La requête de Mme A… soulève, eu égard à son objet, tel qu’il est rappelé ci-dessus au point 2, un litige relatif à une décision individuelle prise à l’égard d’une personne par une autorité administrative dans l’exercice de ses pouvoirs en matière de police de l’entrée et du séjour des étrangers. Il s’ensuit que le juge des référés territorialement compétent pour en connaître est celui du tribunal administratif du lieu de résidence de son auteure à la date de la décision implicite de rejet en litige, laquelle est née, en application des dispositions citées au point précédent, le 21 octobre 2024. Or il résulte de l’instruction que ce lieu est Marseille, dans les Bouches-du-Rhône, soit en dehors du ressort du tribunal administratif de Melun.
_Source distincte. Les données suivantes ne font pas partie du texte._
PR #4201, opened 2023-12-19
release: prep for the v3 alpha-1 release

milosgajdos:
The amount of changes since the last release is rather overwhelming.

The full changelog has been compiled using https://github.com/containerd/release-tool

@distribution/distribution-maintainers PTAL

### DIFF
--- a/releases/v3.0.0.toml
+++ b/releases/v3.0.0.toml
@@ -1,0 +1,2938 @@
+# commit to be tagged for new release
+commit = "HEAD"
+
+project_name = "registry"
+github_repo = "distribution/distribution"
+
+# previous release
+previous = "v2.8.3"
+
+pre_release = true
+
+preface = """\
+Welcome to the 3.0.0-alpha.1 release of registry!
+
+This is the first major release in years! It's an accumulation of effort
+that's bringing major improvements in performance, features, security and
+general code quality. This release also deprecates support for some storage
+drivers and image formats.
+
+See the changelog below for full list of changes.
+
+### Deprecated
+
+* Image Manifest v2 Schema v1
+* `oss` and `swift` storage drivers
+* `docker/libtrust` has been replaced with `go-jose/go-jose`
+* `reference` package has been moved to a dedicated repository (see below)
+* `client` is no longer supported as a standalone package
+
+### Notable Changes
+
+* `reference` package has been moved to a dedicated repository: https://github.com/distribution/reference
+* Go module has changed from `docker/distribution` to `distribution/distribution/v3`
+* Major performance improvements across all supported storage drivers
+* Major dependencies updates (see the full list below)
+* Online documentation is available on https://distribution.github.io/distribution/
+
+### Changes
+<details><summary>2590 commits</summary>
+<p>
+  * [`4a360f9d`](https://github.com/distribution/distribution/commit/4a360f9da2933734680991d497b847498f2c9f45) fix: remove disabling of multipart combine small parts (#4193)
+  * [`7fb303e9`](https://github.com/distribution/distribution/commit/7fb303e92220310327439b2c0bfb6fdc114e40bf) Update s3.md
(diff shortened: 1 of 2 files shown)


Jamstah (approved):
Big :heart: to @milosgajdos for the crazy amount of cleanup, contribution, and drive he's put into getting the project to this point!

version/version.go
```diff
@@ -8,7 +8,7 @@ var Package = "github.com/distribution/distribution/v3"
 // the latest release tag by hand, always suffixed by "+unknown". During
 // build, it will be replaced by the actual version. The value here will be
 // used if the registry is run after a go get based install.
-var Version = "v3.0.0+unknown"
+var Version = "v3.0.0-alpha.1"
```
thaJeztah, line 11: do we need a second commit in this PR to move it back to `+unknown` (to prevent new builds from master from showing `v3.0.0-alpha.1`)?

milosgajdos: why do we want to prevent that? We actually want that `alpha` suffix to show in builds 🤔 am I missing something here?

releases/v3.0.0.toml
```diff
@@ -0,0 +1,2930 @@
...
+project_name = "registry"
+github_repo = "distribution/distribution"
+
+# previous release
+previous = "v2.8.3"
+
+pre_release = false
+
+preface = """\
+Welcome to the 3.0.0 release of registry!
```
thaJeztah, line 13: This should mention that it's a pre-release instead? (similar to https://github.com/containerd/containerd/releases/tag/v2.0.0-beta.0).

releases/v3.0.0.toml
```diff
@@ -0,0 +1,2930 @@
...
+that's bringing major improvements in performance, features, security and
+general code quality.
+
+See the changelog below for full list of changes.
+
+### Highlights
+
+* Support for Image Manifest v2 Schema v1 has been deprecated
+* Support for `docker/libtrust` has been deprecated in favour or `go-jose/go-jose`
+* The only supported storage drivers are: S3, GCS and Azure
```
thaJeztah, line 25: Before GA, we should consider adding a "Deprecated" section to make it more visible what features are "no more"

releases/v3.0.0.toml
```diff
@@ -0,0 +1,2930 @@
...
+* Major performace improvements across all storage drivers
+* Major dependencies update (see the full list below)
+* Online documentation is available on https://distribution.github.io/distribution/
```
thaJeztah, line 28: Before GA we should mention somewhere that the go module was renamed (docker -> distribution, as well as renamed to "v3")

releases/v3.0.0.toml
```diff
@@ -0,0 +1,2930 @@
+# commit to be tagged for new release
+commit = "HEAD"
+
+project_name = "registry"
+github_repo = "distribution/distribution"
+
+# previous release
+previous = "v2.8.3"
+
+pre_release = false
```
thaJeztah, line 10: This should be `true` I guess

version/version.go
thaJeztah: I think we only want that when it's built from the tag itself, and not for commits on `main` _after that_ (otherwise it may look like they were the `-alpha.1` release, but they're .. not actually

thaJeztah: We can change it back to `+unknown` immediately after it's merged though, but we probably shouldn't forget (hence; it could be in the same PR, but then tag the first commit, not the last one; not sure if the release tool supports that)

milosgajdos: > I think we only want that when it's built from the tag itself, and not for commits on main after that (otherwise it may look like they were the -alpha.1 release, but they're .. not actually

This is...complicated....the way these tools version their stuff is. I never liked that. It's cute, but no. Anything on `main` that's been built off alpha release should have `v3.0.0.-alpha.1-COMMIT-SHA` IMHO.

PR #4205, opened 2023-12-20
feat: add PR labeler

milosgajdos:
This PR adds a labeler action that automatically adds labels to PRs based on matched paths (see [here](https://github.com/actions/labeler)).

We can do some quite elaborate things but this is an initial PR to kickstart a conversation about how we want the new PRs to be labelled. TBC.

PTAL @thaJeztah

### DIFF
--- a/.github/labeler.yml
+++ b/.github/labeler.yml
@@ -1,0 +1,50 @@
+area/ci:
+  - .github/**/*
+
+area/config:
+  - charts/registry/config/**/*
+
+area/docs:
+  - README.md
+  - docs/**/*.md
+
+area/build:
+  - Makefile
+  - Dockerfile
+  - docker-bake.hcl
+  - dockerfiles/**/*
+
+area/ci:
+  - .github/**/*
+  - tests
+  - testutil
+
+dependencies:
+  - vendor/**/*
+  - go.mod
+  - go.sum
+
+area/storage:
+  - registry/storage
+
+area/storage/s3:
+  - registry/storage/s3-aws
+
+area/storage/gcs:
+  - registry/storage/gcs
+
+area/storage/azure:
+  - registry/storage/azure
+
+area/auth:
+  - registry/auth
+
+area/proxy:
+  - registry/proxy
+
+area/config:
+  - configuration
+
+area/api:
+  - registry/api
+  - registry/handlers


Jamstah:
I've got nothing against this, but do we really have the volume to need it?

What would we use the classifications for? We don't have multiple squads or anything...

Jamstah (approved):
As good a reason as any

.github/labeler.yml
```diff
@@ -0,0 +1,48 @@
...
+storage:
+  - registry/storage
+
+s3:
+  - registry/storage/s3-aws
+
+gcs:
+  - registry/storage/gcs
+
+azure:
```
thaJeztah, line 34: Is this the label that is applied? (so if `registry/storage/azure` is touched, we apply `azure` as label?)

Because we have existing `area/xxx` labels; I think it would make sense to use those (same for various other ones);

Screenshot 2023-12-20 at 17 15 01

.github/labeler.yml
```diff
@@ -0,0 +1,48 @@
...
+  - docker-bake.hcl
+  - dockerfiles/**/*
+
+ci:
+  - .github/**/*
+  - tests
+  - testutil
+
+vendor:
+  - vendor/**/*
```
thaJeztah, line 23: This should probably use the `dependencies` label (and we should remove the `area/vendor` label, but first relabel existing PRs if it's used)

thaJeztah (changes requested):

thaJeztah:
> What would we use the classifications for? We don't have multiple squads or anything...

Having the classifications can really help finding back PR's and tickets when the list of PR's and tickets grows.

GitHub's search isn't great (far from), so only searching for keywords often becomes problematic. Combining keywords with specific labels can help narrow down results.

In addition we can consider using these labels for generating release notes. For moby/moby, we also have

- `kind/` labels (`kind/bugfix`, `kind/enhancement` etc) which (combined with area) can serve similar purposes
- `impact/` labels (`impact/deprecation`, `impact/changelog`, `impact/api`) which can help finding changes that are note-worthy (for mentioning in release-notes)

.github/labeler.yml
milosgajdos: We have the manually created ones by us. Labeler action will create new ones but it's OK IMHO. We can always clean up the old cruft.

.github/labeler.yml
milosgajdos: Maybe this could be changed to `go.mod` instead of the `vendor` dir 🤔

thaJeztah: Yes, I was considering adding those, but also thought changing those should also modify the vendor directory, so perhaps not needed.

.github/labeler.yml
thaJeztah: I like the `area/xx` prefixes, as they are clear on what "dimension" the label is for. 😅

milosgajdos: Ok will change, sir 😄

milosgajdos: Ok I've updated them all. Now the labeler will use all the existing labels and they have `area` prefix 😄

milosgajdos:
Updated PTAL @thaJeztah

.github/labeler.yml
```diff
@@ -0,0 +1,50 @@
+GHA:
+  - .github/**/*
+
+area/config:
+  - charts/registry/config/**/*
+
+documentation:
```
thaJeztah, line 7: Perhaps we could rename the existing label to also be `area/docs`, but we can do in a follow-up if you prefer.

.github/labeler.yml
```diff
@@ -0,0 +1,50 @@
+GHA:
```
thaJeztah, line 1: oh! missed this one; looks like we have `area/ci`; that's worth updating before merging

milosgajdos: Updated.

.github/labeler.yml
milosgajdos: Updated

milosgajdos:
Will squash and then merge.

milosgajdos:
OMG this is stuck on the DCO. I'm merging, because the commit is signed and Gh need to fix their cruft.

PR #4207, opened 2023-12-20
fix: build status badge

milosgajdos:
At some point we renamed the build workflow from `CI` to `build` but forgot to update the build status badge link in the readme 😓  

This PR fixes that. Click on the following URL to verify the fix is working: https://github.com/distribution/distribution/workflows/build/badge.svg?branch=main&event=push


Jamstah (approved):

thaJeztah (approved):
SGTM

I hate these; they are always hard to maintain, break often, and (when using release-branches) always point to the wrong results 😞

Il résulte de ce qui précède qu’il y a lieu de rejeter la requête de Mme A… en application de l’article R. 522-8-1 du code de justice administrative.
Dans les circonstances de l’espèce, il n’y a pas lieu de mettre à la charge de la requérante la somme que le préfet du Val-de-Marne demande au titre de l’article L. 761-1 du code de justice administrative.
O R D O N N E :
Article 1er :
La requête de Mme A… est rejetée.
Article 2 :
Les conclusions présentées par le préfet du Val-de-Marne au titre de l’article L 761-1 du code de justice administrative sont rejetées.
Article 3 :
La présente ordonnance sera notifiée à Mme B… A… et au ministre de l’intérieur.
Copie en sera adressée pour information au préfet du Val-de-Marne.
Fait à Melun, le 14 octobre 2025.
Le juge des référés,
Signé : P. ZANELLA
La République mande et ordonne au ministre de l’intérieur en ce qui le concerne ou à tous commissaires de justice à ce requis en ce qui concerne les voies de droit commun contre les parties privées, de pourvoir à l’exécution de la présente décision.